▶ **What the exercise asks**: What do the entries below say? Restate them word for word.

▶ **Task inputs**:
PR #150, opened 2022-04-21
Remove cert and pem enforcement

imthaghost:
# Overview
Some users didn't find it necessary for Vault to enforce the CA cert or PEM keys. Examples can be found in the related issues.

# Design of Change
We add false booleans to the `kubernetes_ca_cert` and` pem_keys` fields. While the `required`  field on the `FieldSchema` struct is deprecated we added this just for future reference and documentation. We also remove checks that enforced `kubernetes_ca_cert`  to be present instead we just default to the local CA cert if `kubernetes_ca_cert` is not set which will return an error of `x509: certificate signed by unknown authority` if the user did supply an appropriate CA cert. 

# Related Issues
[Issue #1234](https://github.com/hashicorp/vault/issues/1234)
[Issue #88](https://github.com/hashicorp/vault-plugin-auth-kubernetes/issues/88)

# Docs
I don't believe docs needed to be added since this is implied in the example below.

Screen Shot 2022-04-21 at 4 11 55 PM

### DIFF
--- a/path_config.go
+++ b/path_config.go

▶ **Result of this task**:
PR #150, opened 2022-04-21
Remove cert and pem enforcement

imthaghost:
# Overview
Some users didn't find it necessary for Vault to enforce the CA cert or PEM keys. Examples can be found in the related issues.

# Design of Change
We add false booleans to the `kubernetes_ca_cert` and` pem_keys` fields. While the `required`  field on the `FieldSchema` struct is deprecated we added this just for future reference and documentation. We also remove checks that enforced `kubernetes_ca_cert`  to be present instead we just default to the local CA cert if `kubernetes_ca_cert` is not set which will return an error of `x509: certificate signed by unknown authority` if the user did supply an appropriate CA cert. 

# Related Issues
[Issue #1234](https://github.com/hashicorp/vault/issues/1234)
[Issue #88](https://github.com/hashicorp/vault-plugin-auth-kubernetes/issues/88)

# Docs
I don't believe docs needed to be added since this is implied in the example below.

Screen Shot 2022-04-21 at 4 11 55 PM

### DIFF
--- a/path_config.go
+++ b/path_config.go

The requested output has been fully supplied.